Usually J was the last kid to be picked up from the daycare. On Monday (28 March 2011, 2Y23D), I picked him up a little earlier, and thus there were still many kids there. Two year old J ran to me looking very proud and said to the kids loudly and smilingly, "Min mor" meaning my mother in Danish.

I could feel the pride in him. No matter how rich or poor, how pretty or ugly, how fat or slim, how neat or untidy a mother is, in the eyes of a two year old, mommy is so cool and the loveliest person he/she wants to be with. It is such a fantastic feeling to be adored and appreciated so unconditionally by someone you love! This is one of the joy and satisfaction of being parenthood. All tiredness melts away, when I receive such rewards.

It makes me reflect, for I do not deserve such adoration, such a sinner as I am and so full of ugliness... frequently complaining, calculative, competitive, impatient, unforgiving... etc... etc... instead of being kind, compassionate, full of grace, always thinking good of people, patient, never gossip, never talk bad about people... oh... It spurs me on to try again to be a good person, to be the best person I could with God's help, so that J can always be proud of me and so that I really deserve his praise, when he says again, "My mother". But I know there is a long way to go, and along the way, I will fall again... before I am made perfect.

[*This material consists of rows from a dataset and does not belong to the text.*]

PR #134, opened 2022-01-19
Fix missing buckets issue for Range and Filters

tomconte:
This is a new fix to solve the missing buckets issue for both Filters and Ranges. The problem happens when one of the expressions (filter or range) does not match any rows. In this case the bucket is completely missing from the Kusto response, and missing in the generated JSON, which triggers errors in Kibana.

This fix uses the new query structure in Visitors to add a statement to Kusto QL queries for Filters and Ranges. This statement creates a "metadata" table that contains all expected bucket name values.

Example for filters:

```
datatable(key:string, value:string) ['key','foo:bar','key','bar:baz'] | as metadata;
```

Example for ranges:

```
datatable(key:string, value:string) ['key','0%800','key','800%2000'] | as metadata;
```

This new table is used in the response parser, to identify any missing buckets in the response, and generate empty ones.

This is a more generic fix that could be used to fix similar problems in other aggregations in the future, including metrics, and avoid the column naming trick.

The previous fix for Filters based on the column name trick (#125) has been reversed in this PR.


K2Bridge/Factories/AggregateFactory.cs
```diff
@@ -53,21 +54,42 @@ public static BucketAggregate GetDateHistogramAggregate(string key, DataTable da
...
                 var bucket = BucketFactory.CreateRangeBucket(key, row, logger);
                 if (bucket != null)
                 {
                     rangeAggregate.Buckets.Add(bucket);
+                    outputBuckets.Add(Convert.ToString(row[key]));
                 }
             }
 
+            // Get expected bucket names from metadata row
+            var metadataJson = (string)metadataTable.Rows[0][key];
```
AsafMah, line 78: This code is very similar to range, can we maybe extract it to a common method?

K2Bridge/Visitors/Aggregations/AggregationDictionaryVisitor.cs
```diff
@@ -70,6 +71,47 @@ public string BuildBucketAggregationQuery(BucketAggregation bucketAggregation, B
...
+            return query.ToString();
+        }
+
+        /// <summary>
+        /// Given a metadata dictionary, generates a Kusto QL statement creating the metadata table:
+        /// datatable(['2']:string) [dynamic(['val1','val2', 'val3'])] | as metadata;
+        /// </summary>
+        /// <param name="metadata">A metadata dictionary.</param>
+        /// <returns>A string containing the Kusto QL statement.</returns>
+        public string BuildMetadataQuery(Dictionary<string, string> metadata)
```
AsafMah, line 89: Thought - instead of building one dynamic cell that you then parse as json,
why not have a row in the table for each value? seems less "hacky"

AsafMah, line 89: For now metadata only has one column.
Do you expect to sometime need multiple columns?

AsafMah (commented):
Really inventive and elegeant solution!

Some points for discussion

AsafMah:
@tomconte I think I found a bug (not sure if it's introduced in this PR).
Ranges that have negative numbers in them return errors for me, I assume it has to do with the parsing (-5--3), please take a look.

tomconte:
Good catch!! It has probably been there all this time 😅 I think I will switch to the usual separator '%'.

K2Bridge/Visitors/Aggregations/AggregationDictionaryVisitor.cs
```diff
@@ -70,6 +71,47 @@ public string BuildBucketAggregationQuery(BucketAggregation bucketAggregation, B
             query.Append($"{KustoQLOperators.CommandSeparator} {KustoQLOperators.Summarize} {bucketAggregation.SubAggregationsKustoQL}");
             query.Append($"{definition.BucketExpression};");
 
+            // Create a table named "metadata", with one column per aggregation and dynamic value.
```
eladiw, line 74: I am missing a bit more elaboration here. other wise looks good

K2Bridge/Visitors/Aggregations/AggregationDictionaryVisitor.cs
dupuyjs: Yes, if we plan to use the same logic for Metrics. It means we will have one additional column per metric with metadata.

K2Bridge/KustoDAL/KustoResponseParser.cs
```diff
@@ -168,6 +168,13 @@ private void ReportQueryExecutionMetrics(KustoResponseDataSet kustoResponseDataS
                 var (key, aggregationType) = query.PrimaryAggregation;
                 var tableData = kustoResponse[KustoTableNames.Aggregation].TableData;
 
+                // Not all aggregations return a metadata table
+                DataTable metadataTableData = null;
```
dupuyjs, line 172: I suppose you can replace all this block by:
var metadataTableData = kustoResponse[KustoTableNames.Metadata]?.TableData;

K2Bridge/Visitors/Aggregations/AggregationDictionaryVisitor.cs
tomconte: Right, I was trying to avoid "querying" the table, i.e. find all the rows where the key matches and concatenate the values. But maybe that is not that complicated. I will give it a try.

K2Bridge/KustoDAL/KustoResponseParser.cs
tomconte: Fixed

K2Bridge/Visitors/Aggregations/AggregationDictionaryVisitor.cs
tomconte: Can you check the comment for BuildMetadataQuery()? It should clarify.

K2Bridge/Visitors/Aggregations/AggregationDictionaryVisitor.cs
tomconte: I have changed the schema to a more traditional key/value scheme. LMKWYT

K2Bridge/Factories/AggregateFactory.cs
tomconte: Done

K2Bridge/Factories/AggregateFactory.cs
```diff
@@ -56,21 +59,29 @@ public static BucketAggregate GetDateHistogramAggregate(string key, DataTable da
...
                 var bucket = BucketFactory.CreateRangeBucket(key, row, logger);
                 if (bucket != null)
                 {
                     rangeAggregate.Buckets.Add(bucket);
+                    outputBuckets.Add(Convert.ToString(row[key]));
                 }
             }
 
+            // Add missing buckets
+            AddMissingBuckets(key, dataTable, metadataTable, outputBuckets, rangeAggregate, BucketFactory.CreateRangeBucket, logger);
```
dupuyjs, line 83: Personally, I prefer to keep directly the foreach done by AddMissingBuckets inside the Aggregate and avoid the delegate usage. OK, it will add a couple of lines but will be more readable.

dupuyjs (approved):
LGTM. Just added a comment on the delegate.

K2Bridge/Factories/AggregateFactory.cs
tomconte: Yeah, it's a bit heavy 😬 We might have to use it also for Date Range at some point. I'm happy both ways :) @AsafMah

K2Bridge/Visitors/KustoQLOperators.cs
```diff
@@ -73,6 +73,8 @@ public static class KustoQLOperators
         public const string CommandSeparator = "\n|";
         public const string NewLine = "\n";
         public const string True = "true";
+        public const string Datatable = "datatable";
+        public const string Dynamic = "dynamic";
```
AsafMah, line 77: No longer used

K2Bridge/Visitors/Aggregations/AggregationDictionaryVisitor.cs
AsafMah: Which metrics are expected to have metadata? will they still be on the same aggregation key?

AsafMah: It looks good to me. This is more performant (but probably neglegable since they will probably not be more than a handful of filters/ranges), but I think it's more readable/understandable. Do you agree or do you still prefer the dynamic way?

K2Bridge/Factories/AggregateFactory.cs
AsafMah: I'm really torn on this too, 7 parameters is a lot.
For now it seems that we don't need it in date range, right? (they work fine with empty buckets).
So I think maybe go back to duplicating the lines, and if we'll need it 3 times we might want to do a more serious refactor (maybe put it into data types instead of static functions).

But your choice really.

K2Bridge/Visitors/KustoQLOperators.cs
tomconte: Fixed

tomconte:
Metrics that need to use the metadata table would insert their own aggregation key. i.e. if the bucket aggregation key is '2', the percentiles metrics key could be '3'. Currently the metrics that use the column name trick are Percentiles and Extended Stats if I'm not mistaken.

I am happy with the new table approach, the dynamic column was indeed a bit obscure!

K2Bridge/Visitors/Aggregations/AggregationDictionaryVisitor.cs
tomconte: Metrics that need to use the metadata table would insert their own aggregation key. i.e. if the bucket aggregation key is '2', the percentiles metrics key could be '3'. Currently the metrics that use the column name trick are Percentiles and Extended Stats if I'm not mistaken.

tomconte: I am happy with the new table approach, the dynamic column was indeed a bit obscure!

AsafMah: But for now we don't plan to change them to this, right? ( I guess we don't have much time?)

K2Bridge/Factories/AggregateFactory.cs
tomconte: OK, I moved back to duplicating the code, and we can decide in the future to refactor.

AsafMah (approved):
Looks great!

It reminds me of God who created us and calls us his children. How God longs to have our adoration and worship, just like how I am so happy for J's adoration. Very often, we humans don't acknowledge God. If we do, we are ashamed of God, and ashamed to telling people that we believe in God, because it is so "uncool". God must be very hurt. This should not be.

But I know this will not last for long... I know it will come a time when it will be "uncool" for J to proclaim to all his friends, "My mother". Maybe when he becomes a teenager, or even sooner. For now, I better cherish it, while it lasts... and bath in blissfully each time he proclaims loudly, "My mother" :-)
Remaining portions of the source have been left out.